Critical Care Medicine-Surgery, Trauma, and Transplantation>>>>>Cardiothoracic and Vascular Surgery
Question 1#

A 70-year-old male is admitted to the ICU following esophagectomy for esophageal carcinoma via laparotomy and right thoracotomy. He has a history of former tobacco use (40 pack-years), hypertension, type 2 diabetes, non–obstructive coronary artery disease, and stage 3 chronic kidney disease.

A thoracic epidural was placed preoperatively and started during the surgery. Postoperatively, the epidural infusion consists of ropivacaine 0.1% with fentanyl 2 µg/mL at 6 mL/h. Initially, the patient complained of rightsided shoulder pain that was relieved with addition of scheduled acetaminophen. On postoperative day 1, the patient is comfortable at rest, but complains of a small area of distal abdominal incisional pain that is uncontrolled when he moves or coughs. He has minimal chest wall pain.

Which of the following is the most appropriate initial change to his pain regimen?

A. Add scheduled intravenous morphine and ketorolac
B. Change the epidural opioid from fentanyl to hydromorphone
C. Replace the epidural with a right-sided paravertebral catheter
D. Double the concentration of ropivacaine in the epidural solution and halve the rate of infusion

Correct Answer is B

Comment:

Correct Answer: B

Pain following thoracic surgery can be a serious issue for patients, not only because of its intensity and duration but also because of its adverse effects on pulmonary function and recovery.

Opioids are considered a mainstay of significant postoperative pain management. However, a narrow therapeutic range and potential for sedation and respiratory depression are general limitations of this class of drugs. Morphine (A) in particular should be used with caution in elderly patients and patients with renal disease due to its active metabolites and long-lasting effects. Although addition of an intravenous opioid might improve this patient’s pain control, his major complaint has to do with pain with activity, and scheduling morphine is not the most appropriate first step. 
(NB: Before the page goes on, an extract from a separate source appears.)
PR #1111, opened 2024-03-07
offset, len, and stride in words not bytes (or 32b)

makslevental:
The PR changes `offset` and `len` on `dma_bd` to be denominated in **multiple of the element type width**, e.g., `memref<32xi16>` with `offset=4` and `len=8` will send **elements** 4 through 12 inclusive (3rd through 11th). 

The arithmetic to convert between the element type width and 32b alignments is now done in the op definition (~cf. `getLenIn32bWords` and `getOffsetIn32bWords`~ cf. `getLenInBytes` and `getOffsetInBytes` [the spec is in bits but libxaie is in bytes :shrug:]).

NSAIDs are reversible COX inhibitors that can be very effective for treating the inflammatory component of postoperative pain. In general, meta-analyses of randomized controlled trials report improved pain scores and reduced analgesic use when intravenous morphine combined with ketorolac is compared with intravenous morphine alone. With respect to thoracotomy pain, the addition of NSAIDs as part of a multimodal pain regimen can be especially effective to treat shoulder pain that is refractory to epidural anesthesia, as well as to reduce overall opioid requirements. However, NSAIDs have also been associated with decreased platelet function, gastric erosions, increased bronchial reactivity, and decreased renal function. NSAIDs should be used with caution in patients who are elderly or have known risk factors for postoperative renal failure, including hypertension, diabetes, and preexisting renal disease. This patient’s shoulder pain has already been relieved by acetaminophen, which is a weak COX inhibitor. Although NSAIDs may also improve his incisional pain, scheduled ketorolac (A) would not be the best option given his age and comorbidities.

Currently, in the absence of contraindications, a thoracic epidural may be considered the “standard” of analgesia for open thoracotomy. Coverage of dermatomes far from the site of insertion can be achieved by increasing volume of local anesthetic or replacing epidural fentanyl with a hydrophilic opioid such as hydromorphone (B) or morphine, as highly lipid-soluble agents are associated with narrower dermatomal spread, and given his pain is concentrated to a small area, the fentanyl may be spreading too much.

Paravertebral catheters (C) have been shown to have similar efficacy to epidurals following thoracic surgery and are a reasonable alternative. However, this patient’s epidural appears to be functioning, given that he has no chest wall pain and only a small distal area of pain. Before proceeding with another invasive procedure, it is more appropriate to attempt to augment the existing epidural by changing the solution or increasing the rate.

Increasing the concentration of ropivacaine in the epidural while halving the rate (D) would potentially increase the density of the blockade, but not the spread.

References:

  1. American Society of Anesthesiologists Task Force on Acute Pain Management. Practice guidelines for acute pain management in the perioperative setting: an updated report by the American Society of Anesthesiologists Task Force on Acute Pain Management. Anesthesiology. 2004;100:1573-1581.
  2. Gottschalk A, Cohen SP, Yang S, Ochroch EA. Preventing and treating pain after thoracic surgery. Anesthesiology. 2006;104:594-600.
  3. Kavanagh BP, Katz J, Sandler AN. Pain control after thoracic surgery: a review of current techniques. Anesthesiology. 1994;81:737-759.
  4. Miller RD. Miller’s Anesthesia. 8th ed. Philadelphia, PA: Elsevier Churchill Livingstone; 2015.